After careful study and repeated tests, the author added a finger in place switch in the i-touch fingerprint sensor, only when the finger is fully in place, the system starts to start the fingerprint scanning program, thus effectively solving the problem of out-of-sync between the work start and the finger in place.The specific structure is shown in figure 1. This design adds two contacts in the i-touch fingerprint sensor, one of which is extracted by the MCU P1.0 pin, and the other is directly connected to the ground.A metal block is added at point A of the slider to form A toggle switch.When working, make the finger under test push the slider from point B of the slider to point c. when fully in place, just connect the two contacts, and at the same time make the MCU input P1.0 pin set low level to form the MCU input signal. Through the interface between the MCU and PC, immediately start the i-touch fingerprint sensor to start fingerprint scanning.

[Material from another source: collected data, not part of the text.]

PR #771, opened 2018-01-29
Build Stages

Majkl578:
Migrating Travis builds to Build Stages & sync with other Doctrine projects.

Same amount of green/red stages as before, but it'd be indeed better to fix CI in master beforehand.

### DIFF
--- a/.travis.yml
+++ b/.travis.yml
@@ -1,6 +1,6 @@
 language: php
-
 sudo: false
+dist: trusty
 
 cache:
   directories:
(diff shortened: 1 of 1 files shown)


.travis.yml
```diff
@@ -14,35 +14,55 @@ php:
...
     - php: 5.5
       env: deps=low SYMFONY_DEPRECATIONS_HELPER=weak
+      install:
+        - travis_retry composer update -n --prefer-lowest --prefer-stable --prefer-dist
+
     - php: 5.6
       env: SYMFONY_VERSION="2.8.*"
+
     - php: 7.0
       env: SYMFONY_VERSION="3.2.*"
```
stof: This should be `3.4` not `3.2`. 3.2 is not a LTS (and is EOLed)

Majkl578: I think there is 3.4 already in separate stage. I didn't touch these, feel free to send PR.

2.2 switch hardware circuit

Figure 2 is the hardware circuit diagram of the interface design of single-chip microcomputer and PC in the toggle switch.This circuit USES ATML89C51, MAX232 and some peripheral components to form a serial communication circuit.

When the circuit is in operation, switch 1 is switched on and P1.0 pin changes from high level to low level. When the MCU detects that the P1.0 input terminal is at low level, it transmits "S" signal to the PC serial port through MAX232 to enable the PC to control the fingerprint sensor to execute the scanning program.When the PC wants to collect the fingerprint images, the com2 port sends the "E" signal to the microcontroller to indicate the end, and sets the P2.0 low level, at the same time makes the indicator light shine, indicating to the user that the fingerprint collection is completed.At this point, the user's finger can leave.

2.3 program design

The program block diagram is shown in figure 3. The single-chip program is written in C51 language. The block diagram is shown in figure 4.

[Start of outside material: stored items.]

PR #1694, opened 2023-08-04
Add missing `reportFieldsWhereDeclared` field parameter to DoctrineOrmMappingsPass methods

jdecool:
A new parameter has been introduced in https://github.com/doctrine/orm/pull/10455 to make Annotations/Attribute mapping drivers report fields for the classes where they are declared.

The bundle has been updated with https://github.com/doctrine/DoctrineBundle/pull/1661 to add a new configuration variable to handle this behavior, but the `DoctrineOrmMappingsPass` has been forgotten.


jdecool:
There are two errors but it doesn't related to my code.

PR #1701, opened 2023-09-04
Don't mock the service container

derrabus:
Spotted while reviewing #1692.

Mocking the service container for tests requires us to write some pretty complicated mocking logic for little to no gain. I think, our tests are easier to comprehend and maintain, if we use Symfony's `Conatiner` class instead.


ostrolucky:
Mocking allows us to verify that tested class is trying to pull the service out of container. Don't we need that? But yeah I am not opposed, although benefit is not that high. And what's up with gh actions?

derrabus:
> Mocking allows us to verify that tested class is trying to pull the service out of container. Don't we need that?

I don't think we do. Our tests verify that a service returned by the registry this the very same that we've put into the container. I think that is enough.

> benefit is not that high.

Looking at the `withConsecutive()`/`willReturnOnConsecutiveCalls()` gymnastics that I could remove, I'd say it's worth it. 🙂 

> And what's up with gh actions?

Dunno. I restarted the jobs and they passed. 🤷🏻‍♂️

dmaicher (approved):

This procedure USES Comport control, can be used to achieve the serial port communication based on WIN9X platform and MCU.

Procedure TMAINFORMA.Com Port11RxChar (Sender: Tobject;Count: Integer);

The Begin

ComPort11.ReadStr (Str, Count);

If the STR = 'S' then

Timer40. Enabled: = true;// perform fingerprint collection module

The End;

// output control module;

ComPort11.WriteStr (' E ');// output drive signal

Single-chip C51 program code is as follows:

H # include io51."

Void DELAY (unsigned int value)

{

While (value > 0) value--;

}

Bit FLAG0 = 0;

StaTIc const char TAB [] = "S";

The main ()

{

Char c = 0;

SCON = 0 x50;

TMOD = 0 x20;

TH1 = 0 xe6;

TR1 = 1;

While (1)

{

The do

{

If (RI= =1)

{

R1 = 0;

The P2 = ~ SBUF;

DELAY (3000);

The P2 = 0 XFF;

}

}

While (P1-0!= 0);

DELAY (2000);

SBUF=TAB [C];

While (TI!= 1);

TI = 0;

}

}

3 conclusion

This design has been successfully applied to the living fingerprint identification channel system and student fingerprint management system developed by zhanjiang normal university, with good results. Generally, the fingerprint set can be completed normally within 0.2 ~ 0.3 seconds of normal operation.It can obviously improve the effective fingerprint image acquisition rate.If it is used in the channel of fingerprint recognition, the effect is more obvious.